-- WORK INSTRUCTION --
Copy every line below exactly.

-- MATERIAL SHOWN --

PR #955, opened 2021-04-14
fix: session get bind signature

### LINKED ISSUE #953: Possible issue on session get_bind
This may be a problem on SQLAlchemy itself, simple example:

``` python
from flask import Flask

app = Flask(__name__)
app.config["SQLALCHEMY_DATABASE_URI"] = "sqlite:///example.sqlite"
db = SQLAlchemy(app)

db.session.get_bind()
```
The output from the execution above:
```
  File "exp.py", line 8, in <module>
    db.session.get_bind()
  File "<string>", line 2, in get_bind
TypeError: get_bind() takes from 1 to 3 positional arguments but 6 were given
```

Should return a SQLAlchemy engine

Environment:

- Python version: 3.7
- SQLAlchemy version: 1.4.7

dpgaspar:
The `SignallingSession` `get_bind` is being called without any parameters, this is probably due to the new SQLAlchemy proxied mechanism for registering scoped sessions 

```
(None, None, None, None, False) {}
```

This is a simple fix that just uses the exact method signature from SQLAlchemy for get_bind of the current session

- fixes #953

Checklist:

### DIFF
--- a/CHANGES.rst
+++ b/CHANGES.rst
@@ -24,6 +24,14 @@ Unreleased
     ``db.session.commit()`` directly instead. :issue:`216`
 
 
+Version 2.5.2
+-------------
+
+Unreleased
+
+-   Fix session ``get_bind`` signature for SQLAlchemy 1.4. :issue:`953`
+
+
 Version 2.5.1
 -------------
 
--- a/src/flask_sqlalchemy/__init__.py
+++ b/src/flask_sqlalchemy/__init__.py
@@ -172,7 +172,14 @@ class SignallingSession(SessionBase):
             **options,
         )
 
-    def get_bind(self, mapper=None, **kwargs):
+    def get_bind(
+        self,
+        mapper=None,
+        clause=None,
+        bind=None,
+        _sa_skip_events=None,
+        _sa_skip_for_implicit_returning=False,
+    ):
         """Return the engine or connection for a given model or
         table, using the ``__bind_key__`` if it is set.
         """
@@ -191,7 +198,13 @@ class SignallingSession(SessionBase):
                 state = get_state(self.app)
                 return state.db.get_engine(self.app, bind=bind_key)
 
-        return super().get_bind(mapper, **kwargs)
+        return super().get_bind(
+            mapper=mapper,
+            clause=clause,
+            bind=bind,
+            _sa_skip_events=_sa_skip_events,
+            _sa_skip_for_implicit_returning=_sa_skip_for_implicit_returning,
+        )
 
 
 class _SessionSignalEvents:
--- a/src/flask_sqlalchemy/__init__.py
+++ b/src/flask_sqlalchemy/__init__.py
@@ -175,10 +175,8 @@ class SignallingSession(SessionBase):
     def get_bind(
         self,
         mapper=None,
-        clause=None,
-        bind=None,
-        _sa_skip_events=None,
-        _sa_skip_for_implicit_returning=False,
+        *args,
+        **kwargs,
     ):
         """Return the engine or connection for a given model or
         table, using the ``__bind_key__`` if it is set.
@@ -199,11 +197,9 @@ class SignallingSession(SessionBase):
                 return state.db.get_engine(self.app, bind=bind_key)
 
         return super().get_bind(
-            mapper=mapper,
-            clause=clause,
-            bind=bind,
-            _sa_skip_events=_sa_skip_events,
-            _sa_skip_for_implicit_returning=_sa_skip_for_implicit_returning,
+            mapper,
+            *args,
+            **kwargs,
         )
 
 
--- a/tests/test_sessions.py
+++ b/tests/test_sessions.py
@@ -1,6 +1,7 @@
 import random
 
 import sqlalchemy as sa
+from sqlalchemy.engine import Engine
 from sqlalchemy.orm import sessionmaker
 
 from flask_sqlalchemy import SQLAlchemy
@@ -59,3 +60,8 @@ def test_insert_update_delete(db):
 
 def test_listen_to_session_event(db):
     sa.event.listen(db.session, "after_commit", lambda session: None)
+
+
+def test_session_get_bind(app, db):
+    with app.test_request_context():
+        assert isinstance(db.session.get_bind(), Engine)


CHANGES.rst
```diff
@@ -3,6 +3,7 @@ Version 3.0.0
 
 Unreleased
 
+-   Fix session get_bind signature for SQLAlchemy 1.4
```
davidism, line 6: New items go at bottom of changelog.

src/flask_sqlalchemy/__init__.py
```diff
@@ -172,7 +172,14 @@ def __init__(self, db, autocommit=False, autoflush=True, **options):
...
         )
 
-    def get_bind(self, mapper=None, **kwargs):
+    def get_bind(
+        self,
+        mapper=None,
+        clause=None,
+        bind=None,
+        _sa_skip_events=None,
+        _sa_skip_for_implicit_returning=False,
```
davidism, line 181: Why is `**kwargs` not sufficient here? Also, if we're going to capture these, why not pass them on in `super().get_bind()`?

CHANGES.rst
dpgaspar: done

-- OUTPUT OF THE EXERCISE --
PR #955, opened 2021-04-14
fix: session get bind signature

### LINKED ISSUE #953: Possible issue on session get_bind
This may be a problem on SQLAlchemy itself, simple example:

``` python
from flask import Flask

app = Flask(__name__)
app.config["SQLALCHEMY_DATABASE_URI"] = "sqlite:///example.sqlite"
db = SQLAlchemy(app)

db.session.get_bind()
```
The output from the execution above:
```
  File "exp.py", line 8, in <module>
    db.session.get_bind()
  File "<string>", line 2, in get_bind
TypeError: get_bind() takes from 1 to 3 positional arguments but 6 were given
```

Should return a SQLAlchemy engine

Environment:

- Python version: 3.7
- SQLAlchemy version: 1.4.7

dpgaspar:
The `SignallingSession` `get_bind` is being called without any parameters, this is probably due to the new SQLAlchemy proxied mechanism for registering scoped sessions 

```
(None, None, None, None, False) {}
```

This is a simple fix that just uses the exact method signature from SQLAlchemy for get_bind of the current session

- fixes #953

Checklist:

### DIFF
--- a/CHANGES.rst
+++ b/CHANGES.rst
@@ -24,6 +24,14 @@ Unreleased
     ``db.session.commit()`` directly instead. :issue:`216`
 
 
+Version 2.5.2
+-------------
+
+Unreleased
+
+-   Fix session ``get_bind`` signature for SQLAlchemy 1.4. :issue:`953`
+
+
 Version 2.5.1
 -------------
 
--- a/src/flask_sqlalchemy/__init__.py
+++ b/src/flask_sqlalchemy/__init__.py
@@ -172,7 +172,14 @@ class SignallingSession(SessionBase):
             **options,
         )
 
-    def get_bind(self, mapper=None, **kwargs):
+    def get_bind(
+        self,
+        mapper=None,
+        clause=None,
+        bind=None,
+        _sa_skip_events=None,
+        _sa_skip_for_implicit_returning=False,
+    ):
         """Return the engine or connection for a given model or
         table, using the ``__bind_key__`` if it is set.
         """
@@ -191,7 +198,13 @@ class SignallingSession(SessionBase):
                 state = get_state(self.app)
                 return state.db.get_engine(self.app, bind=bind_key)
 
-        return super().get_bind(mapper, **kwargs)
+        return super().get_bind(
+            mapper=mapper,
+            clause=clause,
+            bind=bind,
+            _sa_skip_events=_sa_skip_events,
+            _sa_skip_for_implicit_returning=_sa_skip_for_implicit_returning,
+        )
 
 
 class _SessionSignalEvents:
--- a/src/flask_sqlalchemy/__init__.py
+++ b/src/flask_sqlalchemy/__init__.py
@@ -175,10 +175,8 @@ class SignallingSession(SessionBase):
     def get_bind(
         self,
         mapper=None,
-        clause=None,
-        bind=None,
-        _sa_skip_events=None,
-        _sa_skip_for_implicit_returning=False,
+        *args,
+        **kwargs,
     ):
         """Return the engine or connection for a given model or
         table, using the ``__bind_key__`` if it is set.
@@ -199,11 +197,9 @@ class SignallingSession(SessionBase):
                 return state.db.get_engine(self.app, bind=bind_key)
 
         return super().get_bind(
-            mapper=mapper,
-            clause=clause,
-            bind=bind,
-            _sa_skip_events=_sa_skip_events,
-            _sa_skip_for_implicit_returning=_sa_skip_for_implicit_returning,
+            mapper,
+            *args,
+            **kwargs,
         )
 
 
--- a/tests/test_sessions.py
+++ b/tests/test_sessions.py
@@ -1,6 +1,7 @@
 import random
 
 import sqlalchemy as sa
+from sqlalchemy.engine import Engine
 from sqlalchemy.orm import sessionmaker
 
 from flask_sqlalchemy import SQLAlchemy
@@ -59,3 +60,8 @@ def test_insert_update_delete(db):
 
 def test_listen_to_session_event(db):
     sa.event.listen(db.session, "after_commit", lambda session: None)
+
+
+def test_session_get_bind(app, db):
+    with app.test_request_context():
+        assert isinstance(db.session.get_bind(), Engine)


CHANGES.rst
```diff
@@ -3,6 +3,7 @@ Version 3.0.0
 
 Unreleased
 
+-   Fix session get_bind signature for SQLAlchemy 1.4
```
davidism, line 6: New items go at bottom of changelog.

src/flask_sqlalchemy/__init__.py
```diff
@@ -172,7 +172,14 @@ def __init__(self, db, autocommit=False, autoflush=True, **options):
...
         )
 
-    def get_bind(self, mapper=None, **kwargs):
+    def get_bind(
+        self,
+        mapper=None,
+        clause=None,
+        bind=None,
+        _sa_skip_events=None,
+        _sa_skip_for_implicit_returning=False,
```
davidism, line 181: Why is `**kwargs` not sufficient here? Also, if we're going to capture these, why not pass them on in `super().get_bind()`?

CHANGES.rst
dpgaspar: done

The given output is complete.